◆ Saved data entries:
PR #1366, opened 2022-03-16
fix: add grid-column and grid-row checks to reduce-idents grid-template

jordydhoker:


packages/postcss-reduce-idents/src/lib/grid-template.js
```diff
@@ -41,7 +41,7 @@ module.exports = function () {
         });
 
         declCache.push(node);
-      } else if (node.prop.toLowerCase() === 'grid-area') {
+      } else if (/^(grid-area|grid-column|grid-row)/i.test(node.prop)) {
```
ludofischer, line 44: I think this includes the `-start` and `-end` properties as well. Wouldn't it be better to list the properties explicitly instead of relying on a regular expression? That way there are no surprises if a new property is introduced or if someone uses non-standard syntax. Something like

```js
const gridProperties = new Set(['grid-somethingg'....']);
if (gridProperties.has(node.prop.toLowerCase()) {
```
Also avoids recreating a RegEx object (although the performance gain is likely undetectable).

packages/postcss-reduce-idents/test/index.js
```diff
@@ -249,40 +249,48 @@ test(
...
 
 test(
-  'should rename grid-template-areas and grid-area (uppercase)',
+  'should rename grid-template-areas, grid-area, grid-column and grid-row (uppercase)',
   processCSS(
     [
       'body{GRID-TEMPLATE-AREAS:"head head" \n"nav  main"\n"nav  foot";}',
       'header { GRID-AREA: head }',
       'nav{GRID-AREA:nav}',
       'main{GRID-AREA:main}',
```
ludofischer, line 282: Could be worthwhile to add more tests for more properties like `grid-row-end` so nobbody forgets them in the future.

packages/postcss-reduce-idents/src/lib/grid-template.js
```diff
@@ -20,6 +20,16 @@ module.exports = function () {
   /** @type {import('postcss').Declaration[]} */
   let declCache = [];
 
+  const gridChildProperties = [
```
ludofischer, line 23:
```suggestion
  const gridChildProperties = new Set([
```

packages/postcss-reduce-idents/src/lib/grid-template.js
```diff
@@ -20,6 +20,16 @@ module.exports = function () {
...
+    'grid-area',
+    'grid-column',
+    'grid-row',
+    'grid-column-start',
+    'grid-column-end',
+    'grid-row-start',
+    'grid-row-end',
+  ];
```
ludofischer, line 31:
```suggestion
  ]);
```

packages/postcss-reduce-idents/src/lib/grid-template.js
```diff
@@ -65,7 +75,7 @@ module.exports = function () {
               node.value = node.value.replace(/\s+/g, ' '); // merge white-spaces
             }
 
-            if (decl.prop.toLowerCase() === 'grid-area' && !isNum(node)) {
+            if (gridChildProperties.includes(decl.prop.toLowerCase()) && !isNum(node)) {
```
ludofischer, line 78:
```suggestion
            if (gridChildProperties.has(decl.prop.toLowerCase()) && !isNum(node)) {
```

packages/postcss-reduce-idents/src/lib/grid-template.js
```diff
@@ -41,7 +51,7 @@ module.exports = function () {
         });
 
         declCache.push(node);
-      } else if (node.prop.toLowerCase() === 'grid-area') {
+      } else if (gridChildProperties.includes(node.prop.toLowerCase())) {
```
ludofischer, line 54:
```suggestion
      } else if (gridChildProperties.has(node.prop.toLowerCase())) {
```

ludofischer (commented):
In  my view a set better because it has far fewer methods than an array; it makes it clearer that you're going to only use it for checking membership. `has()` is faster than `includes()` although probably not noticeable with so few elements.

ludofischer (approved):
Thanks!

PR #1368, opened 2022-03-19
Publish cssnano-preset-advanced and postcss-reduce-idents

ludofischer:
Release the changes in https://github.com/cssnano/cssnano/pull/1366


ludofischer:
After a second look at the code I think I should check a few more things before releasing.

◆ About this exercise: Find the word "function" in the entries, then copy out every line that has it.

◆ Result:
@@ -41,7 +41,7 @@ module.exports = function () {
@@ -20,6 +20,16 @@ module.exports = function () {
@@ -20,6 +20,16 @@ module.exports = function () {
@@ -65,7 +75,7 @@ module.exports = function () {
@@ -41,7 +51,7 @@ module.exports = function () {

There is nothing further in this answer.